You play poker by rolling 5 ordinary die. Numbers on the die correspond to ranks on the cards. For example, two pairs means you rolled the numbers $aabbc$ in any order, where $a,b,c$ are different numbers. Calculate:
a) P(full house), ie the pattern $aabbb$
Attempt: By counting, we have $6.1.5.1.1. \frac{5!}{2! 3!}$ possible rearrangements. Dividing this by the sample space, $|s| = 6^5$ gives approx $0.04,$ I believe this is the right answer
b) P(one pair), ie the pattern $aabcd$
Attempt: So there are $6.1.5.4.3\frac{5!}{2!}$ possible rearrangements. Divide by $|s|$ to get a number > 1. I am not sure where I went wrong here. My reasoning for the $5!/2!$ was that for any one combination of 5 numbers, you can order them 5! ways. However, 2 of the numbers are the same, so we divide by 2!.

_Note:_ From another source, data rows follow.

PR #2510, opened 2013-05-03
Let CCProgressTimer truly supports setOpacity()

liukun:
Currently, CCProgressTimer does not change opacity because its customized draw(). So I modified updateColor() and let setOpacity() call it.

Similar to cocos2d-iphone commit https://github.com/cocos2d/cocos2d-iphone/commit/8866f46c4169169dce89997463a75f58a8bcb305

### DIFF
--- a/cocos2dx/misc_nodes/CCProgressTimer.cpp
+++ b/cocos2dx/misc_nodes/CCProgressTimer.cpp
@@ -149,6 +149,30 @@ void CCProgressTimer::setReverseProgress(bool reverse)
     }
 }
 
+void CCProgressTimer::setOpacity(GLubyte opacity)
+{
+    CCNodeRGBA::setOpacity(opacity);
+    updateColor();
+}
+
+void CCProgressTimer::setColor(const ccColor3B& color3)
+{
+    CCNodeRGBA::setColor(color3);
+    updateColor();
+}
+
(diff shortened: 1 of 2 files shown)


cocos2dx/misc_nodes/CCProgressTimer.cpp
```diff
@@ -203,6 +227,13 @@ void CCProgressTimer::updateColor(void)
     if (m_pVertexData)
     {
         ccColor4B sc = m_pSprite->getQuad().tl.colors;
+        float op = _displayedOpacity / 255.f;
+        sc.a *= op;
```
minggo, line 231: *= -> = ?

liukun, line 231: @minggo hmm, how about changing to

```
    ccColor4B sc = m_pSprite->getQuad().tl.colors;
    sc.a = _displayedOpacity;
    if (m_pSprite->getTexture()->hasPremultipliedAlpha()) {
        float op = _displayedOpacity / 255.f;
        sc.r *= op;
        sc.g *= op;
        sc.b *= op;
    }
```

minggo, line 231: sc = (m_pSprite->getColor, getOpacity())

getOpaicity returns real opacity, not displayed opacity, and color from getColor().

c) P({$aabbc$}) = $6.1.5.1.4.\frac{5!}{2!.2!}$ all divided by $6^5$ gives 0.46, exactly twice the suggested answer.
I also wonder now why the sample space would not be $(6^5 . 5!)$?

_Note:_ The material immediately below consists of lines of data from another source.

PR #2776, opened 2013-06-05
Support for loading tilemaps with plain XML layer format

reneklacan:
Loading tilemap supports only layers with base64 encoded data (uncompressed/compressed).

Change in this pull request adds possibility to load TMX map with XML layer format.

### DIFF
--- a/cocos2dx/tilemap_parallax_nodes/CCTMXXMLParser.cpp
+++ b/cocos2dx/tilemap_parallax_nodes/CCTMXXMLParser.cpp
@@ -72,7 +72,6 @@ TMXLayerInfo::TMXLayerInfo()
 , _minGID(100000)
 , _maxGID(0)        
 , _offset(PointZero)
-, _currentTileIndex(0)
 {
     _properties= new Dictionary();;
 }
@@ -408,9 +407,16 @@ void TMXMapInfo::startElement(void *ctx, const char *name, const char **atts)
         if (pTMXMapInfo->getParentElement() == TMXPropertyLayer)
         {
             TMXLayerInfo* layer = (TMXLayerInfo*)pTMXMapInfo->getLayers()->lastObject();
+            Size layerSize = layer->_layerSize;
             unsigned int gid = (unsigned int)atoi(valueForKey("gid", attributeDict));
-            layer->_tiles[layer->_currentTileIndex] = gid;
-            layer->_currentTileIndex++;
+            int tilesAmount = layerSize.width*layerSize.height;
+            int currentTileIndex = layer->_tiles[tilesAmount - 1];
+            layer->_tiles[currentTileIndex] = gid;
+
+            if (currentTileIndex != tilesAmount - 1)
+            {
+                layer->_tiles[tilesAmount - 1] = currentTileIndex + 1;
+            }
         }
         else
         {
@@ -503,7 +509,7 @@ void TMXMapInfo::startElement(void *ctx, const char *name, const char **atts)
 
             int *tiles = (int *) malloc(tilesAmount*sizeof(int));
             for (int i = 0; i < tilesAmount; i++)
-                tiles[i] = -1;
+                tiles[i] = 0;
 
             layer->_tiles = (unsigned int*) tiles;
         }
--- a/cocos2dx/tilemap_parallax_nodes/CCTMXXMLParser.h
+++ b/cocos2dx/tilemap_parallax_nodes/CCTMXXMLParser.h
@@ -99,7 +99,6 @@ public:
     unsigned int        _minGID;
     unsigned int        _maxGID;
     Point               _offset;
-    unsigned int        _currentTileIndex;                 
 public:
     TMXLayerInfo();
     virtual ~TMXLayerInfo();


cocos2dx/tilemap_parallax_nodes/CCTMXXMLParser.cpp
```diff
@@ -404,14 +404,32 @@ void TMXMapInfo::startElement(void *ctx, const char *name, const char **atts)
...
-        
-        pTMXMapInfo->setParentElement(TMXPropertyTile);
+        if (pTMXMapInfo->getParentElement() == TMXPropertyLayer)
+        {
+            TMXLayerInfo* layer = (TMXLayerInfo*)pTMXMapInfo->getLayers()->lastObject();
+            Size layerSize = layer->_layerSize;
+            unsigned int gid = (unsigned int)atoi(valueForKey("gid", attributeDict));
+            int tilesAmount = layerSize.width*layerSize.height;
+
+            for (int i = 0; i < tilesAmount; i++)
```
boyu0: This is not very efficiency. It's start at 0 to n-1 to find out the correct tile, it's not necessary, can you store the count and reuse it?

reneklacan: I agree with you but I did not want to make a big impact on codebase and I considered fact that this code is not called during the gameplay but only on the start ... but ok, I will fix that :)

boyu0: You can store the count at tile[tilesAmount-1]
at data parse start:
tiles[tilesAmount-1] = tilesAmount - 2;
........

at tile:
--tiles[tilesAmount];
tiles[tilesAmount - 3 - tiles[tilesAmount-1]] =  gid;

sample
we have 5 elements
t[0]  t[1]  t[2]  t[3]  t[4] 
start t[every] = -1   count=5  t[4] = 3

index 0: t[4]=2  t[5 - 3 - t[4]] -> t[0] = gid0
index 1: t[4]=1  t[5 - 3 - t[4]] -> t[1] = gid1
index 2: t[4]=0  t[5 - 3 - t[4]] -> t[2] = gid2
index 3: t[4]=-1 t[5 - 3 - t[4]] -> t[3] = gid3
index 4: t[4]=-2 t[5 - 3 - t[4]] -> t[4] = gid4

When layer parse end, you can test t[count-2],  if  it's -1, you change the t[count-1] to -1, if it's not -1, the t[count-1] is -1 or the gid number, so you can just leave it.

this won't add an extra count variable to and more efficiency.

reneklacan: Oh really nice idea, but I updated code with extra variable before I could see your comment :-S ... should I rewrite it?

reneklacan: I have rewritten it like you said :)

cocos2dx/tilemap_parallax_nodes/CCTMXXMLParser.cpp
```diff
@@ -404,14 +404,30 @@ void TMXMapInfo::startElement(void *ctx, const char *name, const char **atts)
...
+            Size layerSize = layer->_layerSize;
+            unsigned int gid = (unsigned int)atoi(valueForKey("gid", attributeDict));
+            int tilesAmount = layerSize.width*layerSize.height;
+            int currentTileIndex = layer->_tiles[tilesAmount - 1];
+            layer->_tiles[currentTileIndex] = gid;
+
+            if (currentTileIndex != tilesAmount - 1)
+            {
+                layer->_tiles[tilesAmount - 1] = currentTileIndex + 1;
+            }
```
boyu0, line 419: Sorry, I think you didn't doing right.
First, you didn't detect and set layer->_tiles[tilesAmount - 1] to 0  at Layer parse end, so When I don't have tiles[tilesAmount - 1] data in TMX, we get a wrong data.
Second, if I have tiles[tilesAmount - 2] data and don't have tiles[tilesAmount - 1] data in TMX,  we have no way to find out whether the tiles[tilesAmount - 1] is a real data or just a count.
So if you want do it my way, I think you'd better understand my previous comment and think carefully.

minggo, line 419: Thanks @simpliplant and @boyu0.

@boyu0 
I think it is better if you can write some pseudocode.

boyu0, line 419: OK....
at data parse
for each tiles
    tiles[i] = -1;
tiles[tilesAmount-1] = tilesAmount - 2;

in elementName == "tile"
--tiles[tilesAmount];
tiles[tilesAmount - 3 - tiles[tilesAmount-1]] = gid;

in layer parse end
if(tilesAmount >= 2 && tiles[TilesAmount - 2] == -1)  tiles[TilesAmount - 1] = -1

reneklacan, line 419: I did understand your comment but if the layer had more or less elements then "tileAmount" then tilemaps would be corrupted, exported maps via Tiled has always layers with "height*width" elements in tilemaps. Am I not right?. So I thought that this kind of control would be unnecessary. Decoding of compressed and encoded tilemaps does not do any kind of control either and if you have corrupted map it will just segfault or will get some unexpected result. This code have been tested in our game where we are using tilemaps with plain XML format and everything worked ok ... But if you insist I can rewrite it and test for corrupted maps. I can also add some tests to TestCpp if you want to.

boyu0, line 419: Thank you for your reply.
I write TMX with width and height are both 40, and I only write two tile nodes in `<data>`, I open it with Tiled, it doesn't corrupt, and it shows correctly in my mac and win7, That's why I want that extra control.
I haven't test it in encoded tilemaps, If it corrupted in our engine, I will fix it.
This is my TMX file of `<layer>` node, you can test it in your computer.

```
<layer name="Ground" width="40" height="40">
  <data>
   <tile gid="30"/>
   <tile gid="30"/>
  </data>
 </layer>
```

d) How many rolls you need for a full house on average? Attempt: So to get a full house, you need $aabbb$. Roll a die. Roll a die again.The expected number of rolls needed to get a matching number on the first roll is 6. I tried to extend this arguement to find how many rolls you need to roll a different number other than the one already got, but didn't get very far. I suppose this method also neglects the fact that we don't care about the order of the full house. Could I have a hint on this one (not the answer)?